I had nothing to do but wait till morning to ensure that both mother and the baby get shifted safely to the ward.  I was observing what all was happening there. I felt I was in crowded and noisy place. Staff nurse was calling the name over the mike “who are Geetha’s relatives?”, “who are the relatives of Nagamma? “etc. Family members were running fast with the cloth to sign the paper and get the baby.

The pregnant women who were waiting to deliver were walking from one end of the hospital corridor to the other end. Some of them were inside the labour ward. Some of them were screaming loudly due to pain. In the midst of all these a pregnant woman caught my attention. I was watching her from the time I have entered the hospital.  She suddenly used to come out from the labour ward, would ask for water to drink, would walk the corridor and would again go inside the labour ward. She was repeating it continuously.

I could understand her behaviour that she was trying to control crying from labour pain. She was very anxiously asking her husband, mother-in-law and mother, “Ma why I am not yet delivering? For how long I need to bear this pain? Why don’t you tell the doctor to do cesarean? I think I may die due to the pain, ma please…………………. tell the doctor”. Her mother-in-law went inside to tell the staff nurse about her daughter-in-law’s wish. But she shouted at her and asked her to go out.

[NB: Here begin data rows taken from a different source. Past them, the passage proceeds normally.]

PR #4359, opened 2025-11-06
chore: adds new KumaTargetRef component

johncowen:
New KumaTargetRef component for rendering a TargetRef consistently in several different places.

I had to amend XDl slightly as its possible to have a single `dt` (in the case of `Mesh` as opposed to `MeshService: name`)

---

Note: this may be tweaked slightly in the future, but for now it does what I need it to do, including having a slot embedded incase we need to put anything at the end of the badge.


johncowen:
Tests are failing here which looks like for good reason, so just converted to draft whilst I look into it and fix up

Issue #4358, opened 2025-11-05
Pagination queryParams are being passed to details pages unnecessarily


johncowen:
### Kuma Version

2.12.x

### Describe the bug

In at least ServiceInsight listings the pagination query params are also being passed through to the detail page, meaning any detail page "sub-listing" will "begin" on the same page you were on on the previous listing page.

So it sounds like we need to remove things like this:

https://github.com/kumahq/kuma-gui/blob/435eb508638dd92cb60b4a5e503ef50b0b013b99/packages/kuma-gui/src/app/services/views/ServiceListView.vue#L76-L79

But we should also check other list / detail combos and make sure these query params aren't being passed through elsewhere.

slonka:
> Triage: let's fix it. We need to check other pages

PR #4364, opened 2025-11-13
fix: don't pass query params from list to detail views

johncowen:
Closes https://github.com/kumahq/kuma-gui/issues/4358

See above issue for details

I noticed that the only places where we did this wrong was where we had a list view with no summary view. Summary views do need these query params passing to them, whereas if the list view links straight to a detail view, then they don't need the query parameters passing to them.

I then also check zone and mesh listings (neither have summary views) and noticed the parameters needed removing there also.


bartsmykla (approved):
Looks good, detail views don't use these params anyway.

Issue #4106, opened 2025-07-16
Show loaders on individual features


schogges:
### Description

A current and more or less common approach is to have a `DataLoader` on a parent route (i.e. `*TabsView.vue`) and pass the fetched data as props to the dynamic child routes. This approach causes certain issues:

- Typesafety: due to the dynamic routing we lose the typesafety on the props. This is a general problem with the dynamic routes and is not directly an issue with the loaders, but the solution of this issue would resolve this problem. So we can hit two birds with one stone here.

```vue
<!-- The parent route -->

<!-- DataSource is non-blocking -->
<DataSource
  ...
  v-slot="{ data }"
>
  <RouterView
    v-slot="{ Component }"
  >
    <!-- at this point `data` is potentially undefined, I expect an error because of the defined props in the child -->
    <component
      :is="Component"
      :data="data"
    />
  </RouterView>
</DataSource>
```

```vue
<!-- The child route -->
<script lang="ts" setup>
const props = defineProps<{
  data: DataplaneOverview // <-- expects to be defined
}>()
</script>
```

- A loader is shown on the entire route. We have different loader variants (spinner, skeleton, ...) and it would be great to display the variants depending on the type of feature that is about the be rendered once the data is fetched.
- Single responsibility: Those parent tabs routes have the responsibility to render the tabs based on the sub-routes of the router. The responsibility to fetch data that is going to be displayed should be moved to where the data is being used. This also means less dependency between parent and child and easier changes (replacement, addition, deletion of sub-routes).

The idea is now to remove the data fetching from the wiring routes as much as possible and move the data fetching closer to the actual features - move it into the sub-routes. Due to the shared `DataSource`/`DataLoader` HTTP requests, this should not cause a tremendous increase of requests.

Also refer to the first approach and the comments in https://github.com/kumahq/kuma-gui/pull/4058. The approach in there didn't work well because it meant a lot of hacky if-statements. So the probably better approach is to tackle this bottom-up and remove the props on the child routes first.

johncowen:
> triage: We agreed that this has been in "Todo" for a few weeks now, it has a low priority so we've decided to take it out of Todo just for the moment (its still in the same milestone, but it wouldn't matter if it slipped)

PR #4365, opened 2025-11-13
chore: DataLoader amends

johncowen:
This PR is part of https://github.com/kumahq/kuma-gui/issues/4106. Diff best viewed with Github's `Hide whitespace` setting.

---

This PR adds 2 things to our much used `DataLoader` component

- Allows non-blocking behaviour if you don't specify data. This allows you to specify only errors. The DataLoader will not block and show its default slot _unless_ there is an error. In which case it will show the error instead of the default slot.
- More of an ergonomic change: The `:data="[]"` prop can now contain errors. On the inside we check `:data` for errors and split them out into our internal `errors` variable. This allows us to load/error on single properties that are of type `Result | Error`. This assumes (a reasonable assumption) that data result will never actually be an `Error` its always some other actual data. Whilst we only absolutely need this is rare cases, its actually ergonomically better to not have to manual give both `:data` and `:error` properties, so just be able to give a single `:data` property may become the default way we use DataLoader in the future.

---

Using the above changes I've made some amends to the homepage to allow us to show loaders inside of our XCards (inside our grey borders)

## Before

Screenshot 2025-11-13 at 14 34 50

## After

Screenshot 2025-11-13 at 14 38 37

### DIFF
--- a/packages/kuma-gui/src/app/control-planes/components/ControlPlaneStatus.vue
+++ b/packages/kuma-gui/src/app/control-planes/components/ControlPlaneStatus.vue
@@ -5,53 +5,110 @@
         <h2>{{ t('main-overview.detail.about.title') }}</h2>
       </div>
     </div>
-
-    <XLayout
-      type="columns"
-      class="columns-with-borders"
+    <DataLoader
+      :data="[props.globalInsight]"
     >
-      <ResourceStatus
-        v-if="props.canUseZones"
-        :total="props.globalInsight.zones.controlPlanes.total"
-        data-testid="zone-control-planes-status"
-      >
-        <template #icon>
-          <img
-            class="icon"
-            src="@/assets/images/zone.svg?url"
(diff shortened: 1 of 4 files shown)


packages/kuma-gui/src/app/control-planes/components/ControlPlaneStatus.vue
```diff
@@ -5,133 +5,141 @@
...
           </template>
 
+          <template #title>
+            {{ t('main-overview.detail.about.meshes') }}
+          </template>
+        </ResourceStatus>
+        <template
+          v-for="insight in [props.globalInsight]"
+          :key="typeof insight"
+        >
```
johncowen: I had to add this so that Vue understands that globalInsight is now guaranteed to be set and not an error, previously for some reason Vue couldn't figure that out from within the reduce statement.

The helpless lady came out with unhappy face. Her situation was difficult as she was neither able to console her daughter-in-law nor convince the doctor.

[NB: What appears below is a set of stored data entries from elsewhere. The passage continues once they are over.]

PR #4868, opened 2026-04-23
fix(meshes): use undefined over `[]` for breadcrumbs

johncowen:
Follow up of https://github.com/kumahq/kuma-gui/pull/4859.

I used `[]` for the "empty" conditional. Which actually means "don't show any breadcrumbs at all, not even any above this"

Both `[]` and `undefined` have the same behaviour in Kuma, but if you embed kuma elsewhere then using `[]` means any higher breadcrumbs no longer show.

### DIFF
--- a/packages/kuma-gui/src/app/meshes/views/MeshRootView.vue
+++ b/packages/kuma-gui/src/app/meshes/views/MeshRootView.vue
@@ -4,7 +4,7 @@
     v-slot="{ t }"
   >
     <AppView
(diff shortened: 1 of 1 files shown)


schogges (approved):

johncowen:
Things are queued, but in the meantime I've done this instead https://github.com/kumahq/kuma-gui/pull/4869

I'd rather close this one I think and go with https://github.com/kumahq/kuma-gui/pull/4869 instead, sorry for the double PRs!

johncowen:
This was superseded by https://github.com/kumahq/kuma-gui/pull/4869, closing this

Around 5.30 am this lady burst out with loud cry, as she could not tolerate the pain. One can see blood stain on her dress and she was repeatedly telling her mother-in-law about blood spot, in turn; her mother-in-law was reporting it to the nurse. But it seems to be a futile exercise by the family members as the nurse did not care to take this incidence to notice.

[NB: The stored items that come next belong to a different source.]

PR #4888, opened 2026-04-28
chore: extracts (npm and GH) constraint linter into separate package

johncowen:
Extraction of our package.json and GH action constraints linter to a new separate `@kumahq` package.

Note: I got an LLM to do this, reined it in, and then heavily amended it following my own review, please take this into account when reviewing to make sure the original functionality remains as-is. I'm also giving this a secondary review myself.

I also tried to make the "nested workspace" functionality we have as an optional (not applied by default) feature (undocumented) seeing as this feature is probably very rarely required.


packages/eslint-package-constraints/src/index.ts
```diff
@@ -0,0 +1,73 @@
...
+type DependencyKey = 'dependencies' | 'devDependencies' | 'peerDependencies'
+
+type Options = {
+  workspaceRoot?: boolean
+  dependencyIgnorePatterns?: Partial<
+    Record<DependencyKey, Record<string, unknown>>
+  >
+  workspaceJSON?: Record<string, unknown>
+}
+export const npmWorkspaceJSON = () => JSON.parse(execSync('npm query :root').toString()).at(0)
```
schogges: nit: Could we rename it to i.e. `getNpmWorkspaceJSON`? I stumbled upon this when I went through and it would read better because `npmWorkspaceJSON` sounds/reads like it's a variable and not a function.

schogges (commented):
Just a nit, the rest LGTM 👍

packages/eslint-package-constraints/src/index.ts
johncowen: one sec, brb

johncowen: Done, lmk! Will need another ✅

schogges (approved):

packages/eslint-package-constraints/src/index.ts
schogges: Thanks 👍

Meanwhile Juliet was shifted to the ward with the baby. We both (Upendra and myself) were waiting to hand over the responsibility to Nagrathna, our colleague working in KG halli. While leaving hospital by around 8.30am, I met the same family and noticed no progress in the situation I saw at night. They were so helpless and asked for help, I was thinking how to help them. Suddenly I remembered the names and phone numbers of doctor in-charge displayed on the board near labor ward. I told them that they can talk to an authority and get the work done.

Afternoon I went to meet Juliet and her family members to motivate them to stay with her on that night in the ward. At that time, I met the husband of the lady whom I was observing since last night crying out in pain. As soon as he saw me tears started rolling down from his eyes. He said – “Madam as you suggested I called the doctor. Doctor asked the duty doctor to attend immediately, they did it, and they took our signature saying there is some problem with the baby. After five minutes, doctor came out to say that we have lost the baby. If they would have listened to us, and lent an ear to my wife’s cry we would have gone back home with the live baby”.  Gentleman said “I do not think the child died after five minute; maybe it was dead before seeing the world”.

How to justify the behaviour of the nurse/doctor?

Is it the power of knowledge that makes them to refuse the request made from the women or family members?  It is like “I know what do, you do not know anything”?